__What to produce__
In the listing below, find the line with "The more we" and the line with "in all toolchains.". Repeat those two lines and all lines between them exactly.
:::
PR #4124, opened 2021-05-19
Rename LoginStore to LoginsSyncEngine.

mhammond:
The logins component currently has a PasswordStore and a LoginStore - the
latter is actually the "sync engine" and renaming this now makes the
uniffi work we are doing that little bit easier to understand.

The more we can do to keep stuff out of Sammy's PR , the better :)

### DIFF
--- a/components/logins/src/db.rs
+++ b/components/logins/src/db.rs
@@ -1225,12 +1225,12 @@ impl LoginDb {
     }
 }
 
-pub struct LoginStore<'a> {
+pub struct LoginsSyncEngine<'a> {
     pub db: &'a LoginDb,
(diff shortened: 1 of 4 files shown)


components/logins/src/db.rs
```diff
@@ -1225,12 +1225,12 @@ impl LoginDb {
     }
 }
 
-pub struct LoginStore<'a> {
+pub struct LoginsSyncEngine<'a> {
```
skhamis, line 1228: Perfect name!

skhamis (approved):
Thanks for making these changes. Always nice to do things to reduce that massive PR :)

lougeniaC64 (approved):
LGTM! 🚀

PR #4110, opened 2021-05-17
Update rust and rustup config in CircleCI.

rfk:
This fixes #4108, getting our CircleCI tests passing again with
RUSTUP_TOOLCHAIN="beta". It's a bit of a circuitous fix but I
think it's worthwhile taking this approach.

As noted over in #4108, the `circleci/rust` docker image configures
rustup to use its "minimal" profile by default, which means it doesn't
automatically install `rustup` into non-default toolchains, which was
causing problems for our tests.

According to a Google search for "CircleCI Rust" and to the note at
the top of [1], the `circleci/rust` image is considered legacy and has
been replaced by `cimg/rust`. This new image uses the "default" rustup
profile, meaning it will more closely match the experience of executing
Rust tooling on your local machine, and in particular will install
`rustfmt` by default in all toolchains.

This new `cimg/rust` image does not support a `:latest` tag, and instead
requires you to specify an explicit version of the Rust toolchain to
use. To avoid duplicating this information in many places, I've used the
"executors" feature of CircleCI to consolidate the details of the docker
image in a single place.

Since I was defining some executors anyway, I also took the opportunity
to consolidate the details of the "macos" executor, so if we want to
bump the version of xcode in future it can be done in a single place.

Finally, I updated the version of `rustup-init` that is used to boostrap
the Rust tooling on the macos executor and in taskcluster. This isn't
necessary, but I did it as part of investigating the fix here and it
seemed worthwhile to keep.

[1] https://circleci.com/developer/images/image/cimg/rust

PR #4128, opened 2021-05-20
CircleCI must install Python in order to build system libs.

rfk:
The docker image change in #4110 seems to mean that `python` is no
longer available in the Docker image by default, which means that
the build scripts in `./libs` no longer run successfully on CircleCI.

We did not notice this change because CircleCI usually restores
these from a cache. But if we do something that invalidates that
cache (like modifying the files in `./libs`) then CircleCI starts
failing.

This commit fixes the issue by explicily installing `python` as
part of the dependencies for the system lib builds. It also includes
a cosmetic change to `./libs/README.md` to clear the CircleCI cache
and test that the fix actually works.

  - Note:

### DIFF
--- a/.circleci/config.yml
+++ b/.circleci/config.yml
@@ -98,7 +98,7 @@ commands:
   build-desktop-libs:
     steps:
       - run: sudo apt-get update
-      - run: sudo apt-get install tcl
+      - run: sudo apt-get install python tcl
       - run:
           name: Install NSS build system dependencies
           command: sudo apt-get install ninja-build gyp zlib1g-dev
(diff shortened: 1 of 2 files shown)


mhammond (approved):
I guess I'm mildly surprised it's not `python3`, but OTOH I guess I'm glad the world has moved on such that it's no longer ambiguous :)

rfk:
:::
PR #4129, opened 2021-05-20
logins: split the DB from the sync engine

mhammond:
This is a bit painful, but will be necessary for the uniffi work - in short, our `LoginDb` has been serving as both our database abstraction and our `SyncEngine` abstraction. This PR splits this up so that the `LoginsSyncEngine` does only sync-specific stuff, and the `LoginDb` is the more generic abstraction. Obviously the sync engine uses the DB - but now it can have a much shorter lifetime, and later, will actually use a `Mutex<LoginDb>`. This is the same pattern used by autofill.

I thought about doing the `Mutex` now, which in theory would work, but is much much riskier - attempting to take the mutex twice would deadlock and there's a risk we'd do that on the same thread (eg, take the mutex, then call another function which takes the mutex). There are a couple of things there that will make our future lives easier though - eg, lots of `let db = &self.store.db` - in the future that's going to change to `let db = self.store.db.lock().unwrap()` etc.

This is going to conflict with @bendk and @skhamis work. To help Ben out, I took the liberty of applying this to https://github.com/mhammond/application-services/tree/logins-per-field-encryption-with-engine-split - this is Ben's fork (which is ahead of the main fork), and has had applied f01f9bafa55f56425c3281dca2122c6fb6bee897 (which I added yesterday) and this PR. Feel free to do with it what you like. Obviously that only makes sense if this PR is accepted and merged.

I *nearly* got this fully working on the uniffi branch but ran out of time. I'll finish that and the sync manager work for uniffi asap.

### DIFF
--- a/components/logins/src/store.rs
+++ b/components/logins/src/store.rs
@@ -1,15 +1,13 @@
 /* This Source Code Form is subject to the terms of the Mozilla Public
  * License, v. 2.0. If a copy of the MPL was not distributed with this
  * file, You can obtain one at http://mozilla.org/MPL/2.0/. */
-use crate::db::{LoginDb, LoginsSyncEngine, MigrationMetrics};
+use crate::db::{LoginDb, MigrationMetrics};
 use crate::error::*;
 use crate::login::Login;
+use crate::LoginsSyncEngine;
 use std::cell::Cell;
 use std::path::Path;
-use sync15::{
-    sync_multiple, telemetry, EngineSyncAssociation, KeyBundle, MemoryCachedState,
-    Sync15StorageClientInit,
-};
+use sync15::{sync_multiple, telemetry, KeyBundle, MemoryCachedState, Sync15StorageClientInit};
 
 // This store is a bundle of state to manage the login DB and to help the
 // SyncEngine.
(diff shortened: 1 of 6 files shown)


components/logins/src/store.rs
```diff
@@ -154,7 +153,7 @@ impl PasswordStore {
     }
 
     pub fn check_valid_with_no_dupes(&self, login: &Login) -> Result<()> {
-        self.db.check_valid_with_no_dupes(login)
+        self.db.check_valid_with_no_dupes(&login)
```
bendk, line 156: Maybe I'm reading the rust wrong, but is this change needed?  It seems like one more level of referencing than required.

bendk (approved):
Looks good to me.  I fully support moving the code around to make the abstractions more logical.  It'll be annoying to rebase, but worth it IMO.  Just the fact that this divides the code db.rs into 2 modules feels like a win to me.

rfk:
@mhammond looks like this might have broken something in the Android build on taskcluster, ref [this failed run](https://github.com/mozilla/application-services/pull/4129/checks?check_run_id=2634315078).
:::
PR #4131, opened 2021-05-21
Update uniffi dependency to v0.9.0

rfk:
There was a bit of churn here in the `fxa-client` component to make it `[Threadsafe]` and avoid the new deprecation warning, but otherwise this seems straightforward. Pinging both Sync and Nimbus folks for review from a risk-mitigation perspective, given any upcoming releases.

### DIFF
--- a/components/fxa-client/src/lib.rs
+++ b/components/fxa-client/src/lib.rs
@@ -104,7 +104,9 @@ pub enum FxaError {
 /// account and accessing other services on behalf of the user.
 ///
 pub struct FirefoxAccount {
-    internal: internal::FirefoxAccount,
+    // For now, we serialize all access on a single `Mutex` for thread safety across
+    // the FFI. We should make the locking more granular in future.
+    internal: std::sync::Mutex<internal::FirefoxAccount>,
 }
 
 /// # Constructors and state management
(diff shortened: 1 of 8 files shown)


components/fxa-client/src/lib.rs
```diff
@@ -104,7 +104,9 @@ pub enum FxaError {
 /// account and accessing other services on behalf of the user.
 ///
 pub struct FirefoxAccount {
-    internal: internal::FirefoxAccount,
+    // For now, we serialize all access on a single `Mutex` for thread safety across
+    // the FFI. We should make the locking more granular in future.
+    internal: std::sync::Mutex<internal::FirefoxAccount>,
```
:::
__Answer to this problem__
The more we can do to keep stuff out of Sammy's PR , the better :)

### DIFF
--- a/components/logins/src/db.rs
+++ b/components/logins/src/db.rs
@@ -1225,12 +1225,12 @@ impl LoginDb {
     }
 }
 
-pub struct LoginStore<'a> {
+pub struct LoginsSyncEngine<'a> {
     pub db: &'a LoginDb,
(diff shortened: 1 of 4 files shown)


components/logins/src/db.rs
```diff
@@ -1225,12 +1225,12 @@ impl LoginDb {
     }
 }
 
-pub struct LoginStore<'a> {
+pub struct LoginsSyncEngine<'a> {
```
skhamis, line 1228: Perfect name!

skhamis (approved):
Thanks for making these changes. Always nice to do things to reduce that massive PR :)

lougeniaC64 (approved):
LGTM! 🚀

PR #4110, opened 2021-05-17
Update rust and rustup config in CircleCI.

rfk:
This fixes #4108, getting our CircleCI tests passing again with
RUSTUP_TOOLCHAIN="beta". It's a bit of a circuitous fix but I
think it's worthwhile taking this approach.

As noted over in #4108, the `circleci/rust` docker image configures
rustup to use its "minimal" profile by default, which means it doesn't
automatically install `rustup` into non-default toolchains, which was
causing problems for our tests.

According to a Google search for "CircleCI Rust" and to the note at
the top of [1], the `circleci/rust` image is considered legacy and has
been replaced by `cimg/rust`. This new image uses the "default" rustup
profile, meaning it will more closely match the experience of executing
Rust tooling on your local machine, and in particular will install
`rustfmt` by default in all toolchains.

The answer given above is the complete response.